Justice Bourque said it was undisputed and supported by the evidence that the Covenant Chain involved councils, which either party initiated. The relationship between the Haudenosaunee and the British evolved through these councils, she said.
To determine whether the Covenant Chain was a Treaty protected by s. 35(1), Bourque examined its obligations, whether the parties intended to create mutually binding obligations, whether it was solemnly concluded, and whether the Covenant Chain is now extinct. Section 35(1) states that “existing aboriginal and treaty rights of the aboriginal peoples of Canada are hereby recognized and affirmed.”
Bourque concluded that the Covenant Chain is “a peace and friendship alliance that includes a conflict-resolution procedure.” The Crown argued that the British only participated in the councils “as necessary diplomatic protocols, but not as importing substantive or procedural rights or obligations.” But the historical record, said Bourque, showed the British’s words and actions “conveyed their intention to establish mutually binding obligations with the Haudenosaunee.” The Attorneys General argued that the British were insincere and merely pretended to create mutually binding obligations “in pursuit of their colonialist agenda.” But Bourque rejected this suggestion because it would “contravene the legal principle of the honour of the Crown,” under which “the Crown is presumed to act, and to have acted, honourably in all its dealings with the Indigenous Nations.”

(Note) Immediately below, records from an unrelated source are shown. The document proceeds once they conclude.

PR #292, opened 2019-08-29
Serve test server in thread

florimondmanca:
Following https://github.com/encode/httpx/pull/276#issuecomment-525709778 cc @tomchristie

### DIFF
--- a/tests/test_concurrency.py
+++ b/tests/test_concurrency.py
@@ -20,12 +20,17 @@ async def test_start_tls_on_socket_stream(https_server):
     timeout = TimeoutConfig(5)
 
     stream = await backend.connect("127.0.0.1", 8001, None, timeout)
-    assert stream.is_connection_dropped() is False
-    assert stream.stream_writer.get_extra_info("cipher", default=None) is None
 
-    stream = await backend.start_tls(stream, "127.0.0.1", ctx, timeout)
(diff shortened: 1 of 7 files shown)


florimondmanca:
Thanks @sethmlarson, I'll merge once the build passes. :-)

tests/test_concurrency.py
```diff
@@ -20,12 +20,17 @@
...
-    assert (await stream.read(8192, timeout)).startswith(b"HTTP/1.1 200 OK\r\n")
+        stream = await backend.start_tls(stream, "127.0.0.1", ctx, timeout)
+        assert stream.is_connection_dropped() is False
+        assert stream.stream_writer.get_extra_info("cipher", default=None) is not None
+
+        await stream.write(b"GET / HTTP/1.1\r\n\r\n")
+        assert (await stream.read(8192, timeout)).startswith(b"HTTP/1.1 200 OK\r\n")
+
+    finally:
+        await stream.close()
```
florimondmanca: For the record, I had to add this `.close()` call otherwise uvicorn would wait for the connection to terminate indefinitely and not shut down. In general I think it's best to make sure we do use the `async with` or `.close()` API on the objects manipulated in tests when possible, as we do in the core package.

PR #297, opened 2019-08-29
Tighten up response.next()

### LINKED ISSUE #37: Tighten up `.next()` behavior
Currently `.next` is set as an attribute on the response.

Really it'd be good to have:

* An explicit `async def next(self):` method
* A `.call_next` attribute that the RedirectAdapter can set.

For Bourque, it is the relationship, not the instrument, which counts, says O’Reilly. “It’s a fantastic reality check for the whole issue of the relationship between the Aboriginal peoples and the Crown,” he says.
Bourque also rejected the Attorneys General’s argument that White and Montour were required to establish an Aboriginal or Treaty right to trade tobacco because the Covenant Chain provided a source of obligations that required specific issues be discussed in councils. The question, she said, was whether the Covenant Chain covers the regulation and imposition of excise duties on the tobacco trade. Bourque concluded that trade was among the topics for which council discussion was required.
While the law does not require “specific formality” to conclude a Treaty, it does require “a certain degree of solemnity,” said Bourque. The nature of the Covenant Chain, the words both parties used at its renewals, and the length of time these renewals covered “combined to bestow a solemn character,” she concluded.
Ultimately, Bourque found that the Covenant Chain is a Treaty recognized by s. 35(1) and rejected the argument that the Treaty is extinct.
O’Reilly says that even if the judgment is reversed, governments will have to deal with what was ascertained in it. “I’m of the view that this judgment is going to stand the test of time because it’s really common sense,” he says.